● TASK BRIEF: Reproduce the data exactly as it stands.
DATASET ENTRIES Start Marker
PR #520, opened 2025-09-21
Feat/519 grpc dev tools

### LINKED ISSUE #519: [Feature]: gRPC Dev Tools

_No response_

As a developer, I would like to have better tooling for debugging gRPC calls in the frontend.

I would like to use [gRPC Web Devtools](https://github.com/SafetyCulture/grpc-web-devtools).
It has extensions for [Firefox](https://addons.mozilla.org/en-US/firefox/addon/grpc-web-developer-tools/) and [Chrome](https://chromewebstore.google.com/detail/grpc-web-developer-tools/cacoibopgjlodngfokahhkphgcohakai).

Image

Using grpcurl and grpcui can be helpful but does not help comprehending api calls in the frontend.

### Anything else?

_No response_

luca-schlecker:
Closes #519 

## What I have made

- Add an interceptor feeding the gRPC Web Devtools browser extension (only in dev mode)

### Author

  - [ ] unit tests
  - [ ] integration tests
  - [ ] end-to-end tests

### Reviewer

### DIFF
--- a/src/lib/grpc-devtools.ts
+++ b/src/lib/grpc-devtools.ts
@@ -1,0 +1,91 @@
+// Modified version of the solution from this comment on github:timostamm/protobuf-ts:
+// https://github.com/timostamm/protobuf-ts/issues/584#issuecomment-1735664168
+
+import { RpcError, type RpcInterceptor } from "@protobuf-ts/runtime-rpc";
+
+declare global {
+    interface Window {
+        __GRPCWEB_DEVTOOLS__?: boolean;
+    }
+}
+
+const type = "__GRPCWEB_DEVTOOLS__";
+
+export const grpcWebDevToolsInterceptor: RpcInterceptor = {
+    interceptUnary(next, method, input, options) {
+        const res = next(method, input, options);
+        if (window.__GRPCWEB_DEVTOOLS__) {
+            const methodType = "unary";
+            const methodName = `${method.service.typeName}/${method.name}`;
+            const request = method.I.toJson(res.request);
+            void res
+                .then((value) => {
+                    window.postMessage({
+                        type,
+                        method: methodName,
+                        methodType,
+                        request,
+                        response: method.O.toJson(value.response),
+                    });
+                })
+                .catch((e) => {
+                    if (e instanceof RpcError) {
+                        window.postMessage({
+                            type,
+                            method: methodName,
+                            methodType,
+                            request,
+                            error: {
+                                code: e.code,
+                                message: e.message,
+                            },
+                        });
+                    }
+                });
+        }
+        return res;
+    },
+    interceptServerStreaming(next, method, input, options) {
+        const res = next(method, input, options);
+        if (window.__GRPCWEB_DEVTOOLS__) {
+            const methodName = `${method.service.typeName}/${method.name}`;
+            const methodType = "server_streaming";
+            window.postMessage({
+                type,
+                method: methodName,
+                methodType,
+                request: method.I.toJson(res.request),
+            });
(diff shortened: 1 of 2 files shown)


src/lib/grpc-devtools.ts
```diff
@@ -0,0 +1,87 @@
...
+// https://github.com/timostamm/protobuf-ts/issues/584#issuecomment-1735664168
+
+import { RpcError, type RpcInterceptor } from "@protobuf-ts/runtime-rpc";
+
+const type = "__GRPCWEB_DEVTOOLS__";
+
+export const grpcWebDevToolsInterceptor: RpcInterceptor = {
+    interceptUnary(next, method, input, options) {
+        const res = next(method, input, options);
+        // @ts-expect-error Variable injected by grpc-web-devtools in the browser
```
mowi12: I know that this is the exactly solution posted in the comment you mentioned, but this doesn't always mean that it is the best.

To simply ignore the error is a solution but there is another way.

```
declare global {
    interface Window {
        __GRPCWEB_DEVTOOLS__?: boolean;
    }
}
```

By declaring this we can extend the global Window object without causing conflicts in the global namespace.

This snippet can either go in this file or into a more appropriate space like `src/types/global.d.ts` or any other file where we already have types (but I don't think we have a file already).

src/lib/grpc-devtools.ts
```diff
@@ -0,0 +1,87 @@
...
+                            },
+                        });
+                    }
+                });
+        }
+        return res;
+    },
+    interceptServerStreaming(next, method, input, options) {
+        const res = next(method, input, options);
+        // @ts-expect-error Variable injected by grpc-web-devtools in the browser
```
mowi12: By applying the solution above this comment can also be removed.

src/lib/grpc-devtools.ts
```diff
@@ -0,0 +1,87 @@
...
+
+const type = "__GRPCWEB_DEVTOOLS__";
+
+export const grpcWebDevToolsInterceptor: RpcInterceptor = {
+    interceptUnary(next, method, input, options) {
+        const res = next(method, input, options);
+        // @ts-expect-error Variable injected by grpc-web-devtools in the browser
+        if (window.__GRPCWEB_DEVTOOLS__) {
+            const methodType = "unary";
+            const m = `${method.service.typeName}/${method.name}`;
```
mowi12:
```suggestion
            const method = `${method.service.typeName}/${method.name}`;
```

I saw something in the comment you referenced about the length of this variable. Is there a problem naming it `method`? Or what exactly is the reason to only call it `m`?

mowi12 (changes requested):
This looks great! Already tested it and found no issues with it.

Just some ideas and questions about the code, but then this can be merged quite quickly.

src/lib/grpc-devtools.ts
luca-schlecker: I think putting it at the top of the `grpc-devtools.ts` file is where it belongs. I've added it and removed the ts-expect-error comments.

src/lib/grpc-devtools.ts
luca-schlecker: `method` cannot be used as it is already a parameter name. I've named it `methodName`, which suits it quite well imo.

src/lib/grpc-devtools.ts
mowi12: Perfect. I also think this can stay in this file.

mowi12 (approved):
Great! You only need to take a look at the Teamscale findings, but then we are good to go!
DATASET ENTRIES End Marker
● PROBLEM SOLUTION:
PR #520, opened 2025-09-21
Feat/519 grpc dev tools

### LINKED ISSUE #519: [Feature]: gRPC Dev Tools

_No response_

As a developer, I would like to have better tooling for debugging gRPC calls in the frontend.

I would like to use [gRPC Web Devtools](https://github.com/SafetyCulture/grpc-web-devtools).
It has extensions for [Firefox](https://addons.mozilla.org/en-US/firefox/addon/grpc-web-developer-tools/) and [Chrome](https://chromewebstore.google.com/detail/grpc-web-developer-tools/cacoibopgjlodngfokahhkphgcohakai).

Image

Using grpcurl and grpcui can be helpful but does not help comprehending api calls in the frontend.

### Anything else?

_No response_

luca-schlecker:
Closes #519 

## What I have made

- Add an interceptor feeding the gRPC Web Devtools browser extension (only in dev mode)

### Author

  - [ ] unit tests
  - [ ] integration tests
  - [ ] end-to-end tests

### Reviewer

### DIFF
--- a/src/lib/grpc-devtools.ts
+++ b/src/lib/grpc-devtools.ts
@@ -1,0 +1,91 @@
+// Modified version of the solution from this comment on github:timostamm/protobuf-ts:
+// https://github.com/timostamm/protobuf-ts/issues/584#issuecomment-1735664168
+
+import { RpcError, type RpcInterceptor } from "@protobuf-ts/runtime-rpc";
+
+declare global {
+    interface Window {
+        __GRPCWEB_DEVTOOLS__?: boolean;
+    }
+}
+
+const type = "__GRPCWEB_DEVTOOLS__";
+
+export const grpcWebDevToolsInterceptor: RpcInterceptor = {
+    interceptUnary(next, method, input, options) {
+        const res = next(method, input, options);
+        if (window.__GRPCWEB_DEVTOOLS__) {
+            const methodType = "unary";
+            const methodName = `${method.service.typeName}/${method.name}`;
+            const request = method.I.toJson(res.request);
+            void res
+                .then((value) => {
+                    window.postMessage({
+                        type,
+                        method: methodName,
+                        methodType,
+                        request,
+                        response: method.O.toJson(value.response),
+                    });
+                })
+                .catch((e) => {
+                    if (e instanceof RpcError) {
+                        window.postMessage({
+                            type,
+                            method: methodName,
+                            methodType,
+                            request,
+                            error: {
+                                code: e.code,
+                                message: e.message,
+                            },
+                        });
+                    }
+                });
+        }
+        return res;
+    },
+    interceptServerStreaming(next, method, input, options) {
+        const res = next(method, input, options);
+        if (window.__GRPCWEB_DEVTOOLS__) {
+            const methodName = `${method.service.typeName}/${method.name}`;
+            const methodType = "server_streaming";
+            window.postMessage({
+                type,
+                method: methodName,
+                methodType,
+                request: method.I.toJson(res.request),
+            });
(diff shortened: 1 of 2 files shown)


src/lib/grpc-devtools.ts
```diff
@@ -0,0 +1,87 @@
...
+// https://github.com/timostamm/protobuf-ts/issues/584#issuecomment-1735664168
+
+import { RpcError, type RpcInterceptor } from "@protobuf-ts/runtime-rpc";
+
+const type = "__GRPCWEB_DEVTOOLS__";
+
+export const grpcWebDevToolsInterceptor: RpcInterceptor = {
+    interceptUnary(next, method, input, options) {
+        const res = next(method, input, options);
+        // @ts-expect-error Variable injected by grpc-web-devtools in the browser
```
mowi12: I know that this is the exactly solution posted in the comment you mentioned, but this doesn't always mean that it is the best.

To simply ignore the error is a solution but there is another way.

```
declare global {
    interface Window {
        __GRPCWEB_DEVTOOLS__?: boolean;
    }
}
```

By declaring this we can extend the global Window object without causing conflicts in the global namespace.

This snippet can either go in this file or into a more appropriate space like `src/types/global.d.ts` or any other file where we already have types (but I don't think we have a file already).

src/lib/grpc-devtools.ts
```diff
@@ -0,0 +1,87 @@
...
+                            },
+                        });
+                    }
+                });
+        }
+        return res;
+    },
+    interceptServerStreaming(next, method, input, options) {
+        const res = next(method, input, options);
+        // @ts-expect-error Variable injected by grpc-web-devtools in the browser
```
mowi12: By applying the solution above this comment can also be removed.

src/lib/grpc-devtools.ts
```diff
@@ -0,0 +1,87 @@
...
+
+const type = "__GRPCWEB_DEVTOOLS__";
+
+export const grpcWebDevToolsInterceptor: RpcInterceptor = {
+    interceptUnary(next, method, input, options) {
+        const res = next(method, input, options);
+        // @ts-expect-error Variable injected by grpc-web-devtools in the browser
+        if (window.__GRPCWEB_DEVTOOLS__) {
+            const methodType = "unary";
+            const m = `${method.service.typeName}/${method.name}`;
```
mowi12:
```suggestion
            const method = `${method.service.typeName}/${method.name}`;
```

I saw something in the comment you referenced about the length of this variable. Is there a problem naming it `method`? Or what exactly is the reason to only call it `m`?

mowi12 (changes requested):
This looks great! Already tested it and found no issues with it.

Just some ideas and questions about the code, but then this can be merged quite quickly.

src/lib/grpc-devtools.ts
luca-schlecker: I think putting it at the top of the `grpc-devtools.ts` file is where it belongs. I've added it and removed the ts-expect-error comments.

src/lib/grpc-devtools.ts
luca-schlecker: `method` cannot be used as it is already a parameter name. I've named it `methodName`, which suits it quite well imo.

src/lib/grpc-devtools.ts
mowi12: Perfect. I also think this can stay in this file.

mowi12 (approved):
Great! You only need to take a look at the Teamscale findings, but then we are good to go!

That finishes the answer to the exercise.